PR #429, opened 2016-04-19
CB-11117: Add FileUpdater module to cordova-common

jasongin:
The new FileUpdater module contains a few functions that enable optimized
file copies by comparing timestamps. These functions are primarily
intended to be used by each platform's prepare operation to avoid
redundantly copying files that haven't changed since the last build, thus
greatly speeding up build times after the first build. But the usfulness
isn't necessarily limited to the prepare operation; the functions could
be used for any Cordova file copy operations that benefit from the same
optimization.

In this initial change, the FileUpdater isn't used yet anywhere. Look for
follow-up changes in other repos which make use of the FileUpdater from
platforms' prepare operations, and a CLI change that enables the
timestamp-based optimization via a new --incremental flag.

### DIFF
--- a/cordova-common/src/FileUpdater.js
+++ b/cordova-common/src/FileUpdater.js
@@ -24,6 +24,9 @@ var path = require("path");
 var shell = require("shelljs");
 var minimatch = require("minimatch");
 
+var isWindows = (process.platform === "win32");
+var child_process = (isWindows ? require("child_process") : null);
+
 /**
  * Logging callback used in the FileUpdater methods.
  * @callback loggingCallback
@@ -52,11 +55,12 @@ var minimatch = require("minimatch");
  *     last-modified times are copied. By default, only files with different times are copied.
  * @param {loggingCallback} [log] Optional logging callback that takes a string message
  *     describing any file operations that are performed.
+ * @param {Object} context Context object for tracking file operations.
  * @return {boolean} true if any changes were made, or false if the force flag is not set
  *     and everything was up to date
  */
-function updatePathWithStats(sourcePath, sourceStats, targetPath, targetStats, options, log) {
-    log = log || function(message) { };
+function updatePathWithStats(
+        sourcePath, sourceStats, targetPath, targetStats, options, log, context) {
     var updated = false;
 
     var rootDir = (options && options.rootDir) || "";
@@ -92,7 +96,7 @@ function updatePathWithStats(sourcePath, sourceStats, targetPath, targetStats, o
             } else if (sourceStats.isFile()) {
                 // The target file does not exist, so it should be copied from the source.
                 log("copy  " + sourcePath + " " + targetPath + (copyAll ? "" : " (new file)"));
-                shell.cp("-f", sourceFullPath, targetFullPath);
+                copyFileWithTime(context, sourceFullPath, sourceStats, targetFullPath);
                 updated = true;
             }
         } else if (sourceStats.isFile() && targetStats.isFile()) {
@@ -100,20 +104,26 @@ function updatePathWithStats(sourcePath, sourceStats, targetPath, targetStats, o
             if (copyAll) {
                 // The caller specified all files should be copied.
                 log("copy  " + sourcePath + " " + targetPath);
-                shell.cp("-f", sourceFullPath, targetFullPath);
+                copyFileWithTime(context, sourceFullPath, sourceStats, targetFullPath);
                 updated = true;
-            } else if (copyNewer && sourceStats.mtime > targetStats.mtime) {
-                // The caller specified only newer files should be copied, and the file is newer.
-                log("copy  " + sourcePath + " " + targetPath + " (newer file)");
-                shell.cp("-f", sourceFullPath, targetFullPath);
-                updated = true;
-            } else if (!copyNewer && sourceStats.mtime != targetStats.mtime) {
-                // The caller specified only different files should be copied, and
-                // the file has a different time; report either newer or older.
-                log("copy  " + sourcePath + " " + targetPath +
-                    (sourceStats.mtime > targetStats.mtime ? " (newer file)" : " (older file)"));
-                shell.cp("-f", sourceFullPath, targetFullPath);
-                updated = true;
+            } else {
+                // Copying should depend on comparison of the files' last-modified times.
+                var sourceTime = sourceStats.mtime.getTime();
+                var targetTime = targetStats.mtime.getTime();
+
+                if (copyNewer && sourceTime > targetTime) {
+                    // The caller specified only newer files should be copied, and the file is newer.
+                    log("copy  " + sourcePath + " " + targetPath + " (newer file)");
+                    copyFileWithTime(context, sourceFullPath, sourceStats, targetFullPath);
+                    updated = true;
+                } else if (!copyNewer && sourceTime !== targetTime) {
+                    // The caller specified only different files should be copied, and
+                    // the file has a different time; report either newer or older.
+                    log("copy  " + sourcePath + " " + targetPath +
+                        (sourceTime > targetTime ? " (newer file)" : " (older file)"));
+                    copyFileWithTime(context, sourceFullPath, sourceStats, targetFullPath);
+                    updated = true;
+                }
             }
         }
     } else if (targetStats) {
@@ -129,6 +139,36 @@ function updatePathWithStats(sourcePath, sourceStats, targetPath, targetStats, o
     }
 
     return updated;
+}
+
+/**
+ * Helper for updatePath and updatePaths functions. Queries stats for source and target
+ * and ensures target directory exists before copying a file.
+ */
+function updatePathInternal(sourcePath, targetPath, options, log, context) {
+    var rootDir = (options && options.rootDir) || "";
+    var targetFullPath = path.join(rootDir, targetPath);
+    var targetStats = fs.existsSync(targetFullPath) ? fs.statSync(targetFullPath) : null;
+    var sourceStats = null;
+
+    if (sourcePath) {
+        // A non-null source path was specified. It should exist.
+        var sourceFullPath = path.join(rootDir, sourcePath);
+        if (!fs.existsSync(sourceFullPath)) {
+            throw new Error("Source path does not exist: " + sourcePath);
+        }
+
+        sourceStats = fs.statSync(sourceFullPath);
+
+        // Create the target's parent directory if it doesn't exist.
+        var parentDir = path.dirname(targetFullPath);
+        if (!fs.existsSync(parentDir)) {
+            shell.mkdir("-p", parentDir);
+        }
+    }
+
+    return updatePathWithStats(
+        sourcePath, sourceStats, targetPath, targetStats, options, log, context);
 }
 
 /**
@@ -160,28 +200,12 @@ function updatePath(sourcePath, targetPath, options, log) {
         throw new Error("A target path is required.");
     }
 
-    var rootDir = (options && options.rootDir) || "";
-    var targetFullPath = path.join(rootDir, targetPath);
-    var targetStats = fs.existsSync(targetFullPath) ? fs.statSync(targetFullPath) : null;
-    var sourceStats = null;
+    log = log || function(message) { };
 
-    if (sourcePath) {
-        // A non-null source path was specified. It should exist.
-        var sourceFullPath = path.join(rootDir, sourcePath);
-        if (!fs.existsSync(sourceFullPath)) {
-            throw new Error("Source path does not exist: " + sourcePath);
-        }
-
-        sourceStats = fs.statSync(sourceFullPath);
-
-        // Create the target's parent directory if it doesn't exist.
-        var parentDir = path.dirname(targetFullPath);
-        if (!fs.existsSync(parentDir)) {
-            shell.mkdir("-p", parentDir);
-        }
-    }
-
-    return updatePathWithStats(sourcePath, sourceStats, targetPath, targetStats, options, log);
+    var context = beginFileOperations();
+    var updated = updatePathInternal(sourcePath, targetPath, options, log, context);
+    endFileOperations(context, log);
+    return updated;
 }
 
 /**
@@ -206,13 +230,18 @@ function updatePaths(pathMap, options, log) {
         throw new Error("An object mapping from target paths to source paths is required.");
     }
 
-    var updated = false;
+    log = log || function(message) { };
 
-    Object.keys(pathMap).forEach(function (targetPath) {
+    var updated = false;
+    var context = beginFileOperations();
+
+    // Iterate in sorted order to ensure directories are created before files under them.
+    Object.keys(pathMap).sort().forEach(function (targetPath) {
         var sourcePath = pathMap[targetPath];
-        updated = updatePath(sourcePath, targetPath, options, log) || updated;
+        updated = updatePathInternal(sourcePath, targetPath, options, log, context) || updated;
     });
 
+    endFileOperations(context, log);
     return updated;
 }
 
@@ -256,6 +285,8 @@ function mergeAndUpdateDir(sourceDirs, targetDir, options, log) {
         throw new Error("A target directory path is required.");
     }
 
+    log = log || function(message) { };
+
     var rootDir = (options && options.rootDir) || "";
 
     var include = (options && options.include) || [ "**" ];
@@ -292,6 +323,7 @@ function mergeAndUpdateDir(sourceDirs, targetDir, options, log) {
     var pathMap = mergePathMaps(sourceMaps, targetMap, targetDir);
 
     var updated = false;
+    var context = beginFileOperations();
 
     // Iterate in sorted order to ensure directories are created before files under them.
     Object.keys(pathMap).sort().forEach(function (subPath) {
@@ -302,9 +334,11 @@ function mergeAndUpdateDir(sourceDirs, targetDir, options, log) {
             entry.targetPath,
             entry.targetStats,
             options,
-            log) || updated;
+            log,
+            context) || updated;
     });
 
+    endFileOperations(context, log);
     return updated;
 }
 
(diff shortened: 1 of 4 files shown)


jasongin:
@nikhilkh @vladimir-kotikov please review

jasongin:
I opened CB-11117 to track this work.

cordova-common/src/FileUpdater.js
```diff
@@ -0,0 +1,389 @@
...
+ * @param {boolean} force If target and source are both files, and the force flag is not
+ *     set, then the file will not be copied unless the source is newer than the target.
+ * @param {function} [log] Optional logging callback that takes a string message describing any
+ *     file operations that are performed.
+ * @return {boolean} true if any changes were made, or false if the force flag is not set
+ *     and everything was up to date
+ */
+function updatePathWithStats(
+        rootDir, targetPath, targetStats, sourcePath, sourceStats, force, log) {
+    log = log || function(message) { };
```
omefire: If no 'log' is specified, we should log to the console.

cordova-common/src/FileUpdater.js
```diff
@@ -0,0 +1,389 @@
...
+var path = require("path");
+var shell = require("shelljs");
+var minimatch = require("minimatch");
+
+/**
+ * Updates a target file or directory with a source file or directory. (Directory updates are
+ * not recursive.) Stats for target and source items must be passed in. This is an internal
+ * helper function used by other methods in this module.
+ *
+ * @param {string|null} rootDir Root directory (such as a project) to which target and source
```
vladimir-kotikov: There is a special notation for optional parameters [offered by JSDoc](http://usejsdoc.org/tags-param.html): `@param {string} [rootDir] Root directory...`. Current approach doesn't work e.g. for VSCode - it can't parse parameter type from JSDoc annotation:

image

cordova-common/src/FileUpdater.js
```diff
@@ -0,0 +1,389 @@
...
+
+    log = log || function(message) { };
+
+    var targetFullPath = path.join(rootDir, targetPath);
+    var targetStats = fs.existsSync(targetFullPath) ? fs.statSync(targetFullPath) : null;
+    var sourceStats = null;
+
+    if (sourcePath) {
+        // A non-null source path was specified. It should exist.
+        var sourceFullPath = path.join(rootDir, sourcePath);
```
vladimir-kotikov: Same as above

cordova-common/src/FileUpdater.js
```diff
@@ -0,0 +1,389 @@
...
+        throw new Error("A target path is required.");
+    }
+
+    if (sourcePath && typeof(sourcePath) !== "string") {
+        throw new Error("A source path (or null) is required.");
+    }
+
+    log = log || function(message) { };
+
+    var targetFullPath = path.join(rootDir, targetPath);
```
vladimir-kotikov: IMO `path.resolve` is more appropriate here, as it will handle correctly the case when someone has passed both `rootDir` and absolute `targetPath`. `path.join` will return incorrect path in this case.

cordova-common/src/FileUpdater.js
```diff
@@ -0,0 +1,389 @@
...
+ *     set, then the file will not be copied unless the source is newer than the target.
+ * @param {function} [log] Optional logging callback that takes a string message describing any
+ *     file operations that are performed.
+ * @return {boolean} true if any changes were made, or false if the force flag is not set
+ *     and everything was up to date
+ */
+function updatePath(rootDir, targetPath, sourcePath, force, log) {
+    rootDir = rootDir || "";
+    if (typeof(rootDir) !== "string") {
+        throw new Error("A root directory path is required.");
```
vladimir-kotikov: According to JSDoc It is not required - could you please rephrase

cordova-common/src/FileUpdater.js
```diff
@@ -0,0 +1,389 @@
...
+ * @param {string|null} sourcePath Source file or directory to be used to update the
+ *     destination. If the source is null, then the destination is deleted if it exists.
+ * @param {boolean} force If target and source are both files, and the force flag is not
+ *     set, then the file will not be copied unless the source is newer than the target.
+ * @param {function} [log] Optional logging callback that takes a string message describing any
+ *     file operations that are performed.
+ * @return {boolean} true if any changes were made, or false if the force flag is not set
+ *     and everything was up to date
+ */
+function updatePath(rootDir, targetPath, sourcePath, force, log) {
```
vladimir-kotikov: A few comments on the method signature:

1. I'd personally prefer this method signature to follow standart semantics for copying files: source arg goes first then destination (e.g. `cp --help`):
```
  Usage: cp [OPTION]... [-T] SOURCE DEST
  or:  cp [OPTION]... SOURCE... DIRECTORY
```
  or `copy /?`
```
  COPY [/D] [/V] [/N] [/Y | /-Y] [/Z] [/L] [/A | /B ] source [/A | /B]
     [+ source [/A | /B] [+ ...]] [destination [/A | /B]]
```
2. It is common practice to put optional arguments after required ones, so probably `rootDir` is better to be placed after `sourcePath` and `targetPath`
3. I'd pass all optional arguments (except `sourcePath`) as an options object (like `updatePath('./foo', './bar', null, true)` vs. `updatePath('./foo', './bar', {force:  true})`)

cordova-common/src/FileUpdater.js
vladimir-kotikov: I'm not sure if we should - this would be accessed programmatically and it would be really odd if it would log something to console when it is not supposed to.

vladimir-kotikov: Also, do we need to pass logging callback to every method? According to the example usage at https://github.com/apache/cordova-android/pull/295 the methods of `FileUpdater ` are called several times so it might make sense to make this class constructable ans set up logging via constructor parameter.

cordova-common/src/FileUpdater.js
```diff
@@ -0,0 +1,389 @@
...
+                shell.mkdir("-p", targetFullPath);
+                updated = true;
+            } else if (sourceStats.isFile()) {
+                // The target file does not exist, so it should be copied from the source.
+                log("copy " + sourcePath + " " + targetPath +
+                    (!force ? " (new file)" : ""));
+                shell.cp("-f", sourceFullPath, targetFullPath);
+                updated = true;
+            }
+        } else if (sourceStats.isFile() && targetStats.isFile() &&
```
vladimir-kotikov: The `if` block below is executed when `targetStats` is defined so probably id would be better to place it right after [line 72](https://github.com/apache/cordova-lib/pull/429/files#diff-8b56245d31f26df256f8361f42457c84R72)

cordova-common/src/FileUpdater.js
```diff
@@ -0,0 +1,389 @@
...
+ * @param {object} pathMap A dictionary mapping from target paths to source paths.
+ * @param {boolean} force If target and source are both files, and the force flag is not
+ *     set, then the file will not be copied unless the source is newer than the target.
+ * @param {function} [log] Optional logging callback that takes a string message describing any
+ *     file operations that are performed.
+ * @return {boolean} true if any changes were made, or false if the force flag is not set
+ *     and everything was up to date
+ */
+function updatePaths(rootDir, pathMap, force, log) {
+    if (!pathMap || typeof(pathMap) !== "object") {
```
vladimir-kotikov: it would not throw if pathMap is an array (`typeof [] === 'object'` is truthy)

cordova-common/src/FileUpdater.js
```diff
@@ -0,0 +1,389 @@
...
+        throw new Error("An object mapping from target paths to source paths is required.");
+    }
+
+    var updated = false;
+
+    for (var targetPath in pathMap) {
```
vladimir-kotikov: It is considered a bad practice to iterate through object keys using `for...in`. Please add check for `hasOwnProperty` or use `Object.keys()`

cordova-common/src/FileUpdater.js
```diff
@@ -0,0 +1,389 @@
...
+/**
+ * Updates a target directory with merged files and subdirectories from source directories.
+ *
+ * @param {string|null} rootDir Root directory (such as a project) to which target and source
+ *     path parameters are relative, or null if the paths are absolute. The rootDir is omitted
+ *     from any logged paths, to make the logs easier to read.
+ * @param {string} targetDir Destination directory to be updated. If it does not exist, it will be
+ *     created. If it exists, newer files from source directories will be copied over, and files
+ *     missing in the source directories will be deleted.
+ * @param {string|string[]} sourceDirs Source directory or array of source directories to be
```
vladimir-kotikov: This doesn't look like the valid `@param` tag According to [JSDoc guide](http://usejsdoc.org/tags-param.html) multiple types should be enclosed in parentesis

cordova-common/src/FileUpdater.js
```diff
@@ -0,0 +1,389 @@
...
+            // Stats obtained here (required at least to know where to recurse in directories)
+            // are saved for later, where the modified times may also be used. This minimizes
+            // the number of file I/O operations performed.
+            var fullPath = path.join(rootDir, subDir, relativePath);
+            var stats = fs.statSync(fullPath);
+
+            // Directories are included if either something under them is included or they
+            // match an include glob. Files are included only if they match an include glob.
+            if (stats.isDirectory() ?
+                    (mapSubdirectory(rootDir, subDir, relativePath, include, exclude, dirMap) ||
```
vladimir-kotikov: Please split this ternary into `if...else` to make it readable

cordova-common/src/FileUpdater.js
vladimir-kotikov: nit: parenthesis are not needed in `typeof` expression

cordova-common/src/FileUpdater.js
jasongin: I was aware of that syntax (and used it for the [log] parameter here). But my interpretation was that it was for parameters that could be omitted by the caller, not merely parameters that could be null. The JSDoc documentation isn't clear about that, but everywhere else I've seen the brackets used was where the parameter could be omitted.

---
In reply to: [60384873](https://github.com/apache/cordova-lib/pull/429#discussion_r60384873) [](ancestors = 60384873)

cordova-common/src/FileUpdater.js
jasongin: Most uses of JSDoc that I've seen omit those parentheses. And VS Code correctly parses it without parentheses.

---
In reply to: [60399853](https://github.com/apache/cordova-lib/pull/429#discussion_r60399853) [](ancestors = 60399853)

cordova-common/src/FileUpdater.js
jasongin: Yes, I'll rearrange the parameters.

---
In reply to: [60396904](https://github.com/apache/cordova-lib/pull/429#discussion_r60396904) [](ancestors = 60396904)

cordova-common/src/FileUpdater.js
jasongin: According to [http://usejsdoc.org/tags-type.html,](http://usejsdoc.org/tags-type.html,) the syntax for a nullable parameter is {?type}, which is distinct from an optional parameter.

---
In reply to: [60448617](https://github.com/apache/cordova-lib/pull/429#discussion_r60448617) [](ancestors = 60448617,60384873)

cordova-common/src/FileUpdater.js
jasongin: Yes, there could easily be cases this is called when no logging is desired. And logging to the console is a bad default for any Cordova code, because any logging should go through the events pipeline.

---
In reply to: [60397076](https://github.com/apache/cordova-lib/pull/429#discussion_r60397076) [](ancestors = 60397076)

jasongin: Not a bad suggestion, but I'm leaning toward keeping it this way. I can easily imagine multiple calls to FileUpdater methods using different logging. (And I'll refactor the code in the other PR so the logging callback code isn't duplicated.)

---
In reply to: [60397531](https://github.com/apache/cordova-lib/pull/429#discussion_r60397531) [](ancestors = 60397531)

cordova-common/src/FileUpdater.js
jasongin: No. Actually the code just before line 72 may set targetStats to null. That's why line 75 is not an "else".

---
In reply to: [60398288](https://github.com/apache/cordova-lib/pull/429#discussion_r60398288) [](ancestors = 60398288)

cordova-common/src/FileUpdater.js
jasongin: Yes, I'm fixing these.

---
In reply to: [60399365](https://github.com/apache/cordova-lib/pull/429#discussion_r60399365) [](ancestors = 60399365)

cordova-common/src/FileUpdater.js
jasongin: I wrote it as in if..else originally, but then the two lines inside the block below were duplicated. But I agree this is very hard to read as it is now, so maybe the duplication is not as bad.

---
In reply to: [60406393](https://github.com/apache/cordova-lib/pull/429#discussion_r60406393) [](ancestors = 60406393)

cordova-common/src/FileUpdater.js
vladimir-kotikov: I see. Is there a reason why we need to emphasize that the `rootDir` is nullable parameter, but not optional one? From user perspective it is not very convenient to pass `null` instead of just omitting the param

jasongin: Because it was the first parameter and later parameters are required, it could not be optional. But it will become optional (actually an optional part of an optional options object) after I rearrange the parameters.

---
In reply to: [60481370](https://github.com/apache/cordova-lib/pull/429#discussion_r60481370) [](ancestors = 60481370)

cordova-common/src/FileUpdater.js
jasongin: I see your point about handling an absolute path, but I don't think I want a relative path to be always resolved to an absolute path. As documented, the caller should not specify a rootDir when using absolute paths.

---
In reply to: [60396878](https://github.com/apache/cordova-lib/pull/429#discussion_r60396878) [](ancestors = 60396878)

jasongin:
@vladimir-kotikov I think this is ready to go after the latest update. Please let me know if you have any further comments.

vladimir-kotikov:
LGTM

jasongin:
I need to add a workaround for the nodejs bug in setting file timestamps on Windows: https://github.com/nodejs/node/issues/2069

nikhilkh:
Simultaneously, lets ask libuv to make the fix for this issue.

jasongin:
@nikhilkh As we discussed, this workaround was the best I could find. The command script approach has similar performance to just copying files via the node fs APIs, and it correctly copies the file times, enabling incremental builds to work correctly. My biggest remaining concern is any errors during the copy will not pinpoint a specific file, but that should be an extremely rare issue.

I also tried using a generated PowerShell script to just update the file times after copying in nodejs, but that was too slow, both in PS startup cost and per-file cost.

cordova-common/src/FileUpdater.js
```diff
@@ -0,0 +1,499 @@
...
+
+    var targetFullPath = path.join(rootDir || "", targetPath);
+
+    if (sourceStats) {
+        var sourceFullPath = path.join(rootDir || "", sourcePath);
+
+        if (targetStats) {
+            // The target exists. But if the directory status doesn't match the source, delete it.
+            if (targetStats.isDirectory() && !sourceStats.isDirectory()) {
+                log("rmdir  " + targetPath + " (source is a file)");
```
nikhilkh: Rest of our code uses event emitter - is there a reason why we don't use that here?

jasongin: Yes. Basically I wanted to enable callers to choose whether they want any logging and what level and format. I expect these functions could be useful in more than one scenario, so logging requirements may be different.

Initially I am passing in events.emit.bind('verbose') as the logging callback to these functions in the updates I'm making to each platform's prepare code. But I know we may want to adjust logging levels and styles soon in the platform code, and it will be easier to do that if we don't have to update cordova-common also.

jasongin:
I updated the PR to use target creation times instead of modified-times. It works much better: it doesn't require the messy workaround on Windows and doesn't have any problems with imprecise timestamps (as on OS X).

jasongin:
Well, after further testing I found creation dates don't work reliably due to some strange behavior on Windows: http://serverfault.com/questions/92757/incorrect-file-creation-date-in-windows-xp-vista

So I'm still working on finding the best solution here.

jasongin:
All right, I think this is the best we can do. The latest logic copies the file if the source's last-modified time is >= the target's last-modified time, or if the file sizes are different. At the time the file gets copied, the target's last-modified time gets set to the current time, so it is greater than the source's time until the source gets modified again.

This should work fine with hooks, because a hook that modifies a file is likely to change the size, or if it doesn't change the size then the hook is likely to handle the file not being refreshed. One could contrive an artificial scenario in which the right thing doesn't happen, but in practice I don't think there would be any issues. And still there will be the 'clean' functionality to fall back on.

purplecabbage:
I would not consider that contrived. 
This would be an extremely tough issue to find if it happened.

jasongin:
@purplecabbage If a hook fails because it expected a file would be refreshed but it wasn't, then I'd expect the hook to print an error (or stack trace), so that should be easy to find. Is there another scenario you're concerned about?

jasongin:
BTW, I didn't mention above the reason I had to abandon the approach of checking for exactly-equal modified times. The problem is the OS X filesystem doesn't support sub-second timestamps, so it would be possible for a file to be modified again in the same second while still appearing to have the same timestamp.

purplecabbage:
Is it possible that a change to a file without affecting file size could go undetected?

jasongin:
If you're talking about a source file, then that would change the last-modified timestamp of the source file, causing it to be newer than the target file so it will be copied on the next prepare.

If you save changes to a source file at precisely the wrong time _while a build is in progress_ (and the change doesn't affect the size of the file), then it's possible the change could go undetected if a hook modifies the corresponding target file to make it newer than the changed source file. But even good old 'make' has this issue.

purplecabbage:
Okay, thanks for clarifying. I rescind my objection.

jasongin:
@nikhilkh waiting on you. Thanks.

jasongin:
As discussed, I tested this with symbolic links both at the root and in a subdirectory. It works fine without any special symlink handling in the code.

nikhilkh:
Great! Thanks @jasongin! Merging now.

___

Work instruction => If a line in the material contains the word "isDirectory", copy that line.

Exercise answer =>
+            if (stats.isDirectory() ?
+            if (targetStats.isDirectory() && !sourceStats.isDirectory()) {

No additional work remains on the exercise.